PR #7316, opened 2020-06-03
Sort install dependencies in setup.py

nicoddemus:
This is something that always annoyed me a little. 😁

### DIFF
--- a/setup.py
+++ b/setup.py
@@ -1,18 +1,17 @@
 from setuptools import setup
 
-# TODO: if py gets upgrade to >=1.6,
-#       remove _width_of_current_line in terminal.py
 INSTALL_REQUIRES = [
-    "py>=1.5.0",
-    "packaging",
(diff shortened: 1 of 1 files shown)


asottile:
if we move these to `setup.cfg` and use [setup-cfg-fmt](https://github.com/asottile/setup-cfg-fmt) then they'll stay sorted via pre-commit without needing manual intervention

nicoddemus:
> if we move these to setup.cfg and use setup-cfg-fmt then they'll stay sorted via pre-commit without needing manual intervention

I'm fine with that. 😁 

I remember we didn't move to full `setup.cfg` before because we had some hacks involving environment variables to test pluggy from `master` (or something like this), but it seems we don't have that anymore.

Would you like to give this a go @asottile? That would supersede this PR then.

asottile:
yep! I'll put that together

PR #7321, opened 2020-06-05
Add reference to builtin markers to doc

xinbinhuang:
Small doc improvement to add API reference to Marker doc.

Issue ref: #7270

PR #7326, opened 2020-06-05
Remove start_doc_server.sh script

xinbinhuang:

· · ·

Work order:
Each record must be transcribed word for word.

Solved exercise:
PR #7316, opened 2020-06-03
Sort install dependencies in setup.py

nicoddemus:
This is something that always annoyed me a little. 😁

### DIFF
--- a/setup.py
+++ b/setup.py
@@ -1,18 +1,17 @@
 from setuptools import setup
 
-# TODO: if py gets upgrade to >=1.6,
-#       remove _width_of_current_line in terminal.py
 INSTALL_REQUIRES = [
-    "py>=1.5.0",
-    "packaging",
(diff shortened: 1 of 1 files shown)


asottile:
if we move these to `setup.cfg` and use [setup-cfg-fmt](https://github.com/asottile/setup-cfg-fmt) then they'll stay sorted via pre-commit without needing manual intervention

nicoddemus:
> if we move these to setup.cfg and use setup-cfg-fmt then they'll stay sorted via pre-commit without needing manual intervention

I'm fine with that. 😁 

I remember we didn't move to full `setup.cfg` before because we had some hacks involving environment variables to test pluggy from `master` (or something like this), but it seems we don't have that anymore.

Would you like to give this a go @asottile? That would supersede this PR then.

asottile:
yep! I'll put that together

PR #7321, opened 2020-06-05
Add reference to builtin markers to doc

xinbinhuang:
Small doc improvement to add API reference to Marker doc.

Issue ref: #7270

PR #7326, opened 2020-06-05
Remove start_doc_server.sh script

xinbinhuang:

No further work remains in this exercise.